Africa Reading Challenge: 25 participants + new recommendations

In December 2007 I posted the Africa Reading Challenge and have greatly enjoyed the response: 25 readers have posted reading lists and 14 reviews have been posted on books dealing with countries as diverse as Senegal, Sudan, Sierra Leone, and South Africa.  (The challenge goes throughout the year, so newcomers are welcome!)

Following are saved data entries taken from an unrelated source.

PR #1287, opened 2023-11-02
Fix ultrasonic lure expiry duration

### LINKED ISSUE #1286: Ultrasonic lure duration is actually permanent
The duration of ultrasonic lure is said to be 8 turns. However, when you play it in the game and look at the turn counter in F1, turns left will be 8 turns forever.

According to Zelfana
> actually, after checking the source code that is exactly how it works
> which is to say, it's bugged
> the "when to count down" setting is eGameRule_TacticalGameStart by default and they didn't set it to be eGameRule_PlayerTurnBegin instead

BlackDog86:
Fixes #1286

### DIFF
--- a/X2WOTCCommunityHighlander/Src/XComGame/Classes/X2StatusEffects.uc
+++ b/X2WOTCCommunityHighlander/Src/XComGame/Classes/X2StatusEffects.uc
@@ -2485,8 +2485,8 @@ static function X2Effect_Persistent CreateUltrasonicLureTargetStatusEffect()
 
 	UltrasonicLureTargetEffect = new class'X2Effect_Persistent';
 	UltrasonicLureTargetEffect.EffectName = default.UltrasonicLureName;
-	UltrasonicLureTargetEffect.DuplicateResponse = eDupe_Ignore;
-	UltrasonicLureTargetEffect.BuildPersistentEffect(default.ULTRASONICLURE_TURNS,, true);
+	UltrasonicLureTargetEffect.DuplicateResponse = eDupe_Ignore;	
+	UltrasonicLureTargetEffect.BuildPersistentEffect(default.ULTRASONICLURE_TURNS,, true,,eGameRule_PlayerTurnBegin); //Issue #1286 - Add tick on start of player turn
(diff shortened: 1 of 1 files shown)


Iridar:
Did you test this?

BlackDog86:
Not yet but I checked the arguments for buildpersistenteffect & it definitely defaults to eGameRule_TacticalGameStart if you don't specify an eGameRule as the 5th argument passing into the fn (basically what Zelf mentioned in the original comments). I'll run a quick test tonight to confirm & post a screenshot.

Iridar:
Yes, please do a test with and without the fix.

BlackDog86:
This turned out to be slightly different than I initially anticipated. So, throwing the lure paints a dummy persistent effect on the hostile units in the AOE:
```
static function X2Effect_Persistent CreateUltrasonicLureTargetStatusEffect()
{
	local X2Effect_Persistent UltrasonicLureTargetEffect;

	UltrasonicLureTargetEffect = new class'X2Effect_Persistent';
	UltrasonicLureTargetEffect.EffectName = default.UltrasonicLureName;
	UltrasonicLureTargetEffect.DuplicateResponse = eDupe_Ignore;	
	UltrasonicLureTargetEffect.BuildPersistentEffect(default.ULTRASONICLURE_TURNS,, true,,eGameRule_PlayerTurnBegin); //Issue #1286 - Add tick on start of player turn
	UltrasonicLureTargetEffect.SetDisplayInfo(ePerkBuff_Passive, default.UltrasonicLureFriendlyName, default.UltrasonicLureFriendlyDesc, "img:///UILibrary_PerkIcons.UIPerk_mark" );
	UltrasonicLureTargetEffect.bRemoveWhenTargetDies = true;
	return UltrasonicLureTargetEffect;
}
```

And then applies an effect on all lost units through X2Effect_AlertTheLost. X2Effect_AlertTheLost which is what governs the lost moving towards the painted units has infinite duration so it doesn't make any sense to have the persistent effect applied on the unit to not be infinite either. In the base game, you'd never see this but with mods which allow you see the effects on the unit (e.g. YAF1 and "Show More Buff Details", the poor code relating to the dummy persistent effect is made visible. PR will be altered to update this dummy effect to have infinite duration to match X2Effect_AlertTheLost.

Kathleen Sheldon, a researcher focusing on African women’s history, adds some nice suggestions I hadn’t encountered (for the most part), focusing on African authors:

My suggestions: Ousmane Sembene, God’s Bits of Wood (fantastic novel about a railway strike in Senegal); Ellen Kuzwayo, Call Me Woman (South African autobiography); Buchi Emecheta, The Joys of Motherhood (Nigerian novel, she has written several other novels as well) ; and Doreen Baingana, Tropical Fish:Tales from Entebbe (Ugandan stories). For some further ideas about novels, have a look at the book African Novels in the Classroom, edited by Margaret Jean Hay, which includes essays on 24 novels by African writers. Also, see the Feminist Press publications on Women Writing Africa – they now have three regional volumes (southern, east, and west Africa) – these are extensive compilations are probably too much to read for this challenge, but will introduce you to many wonderful women authors.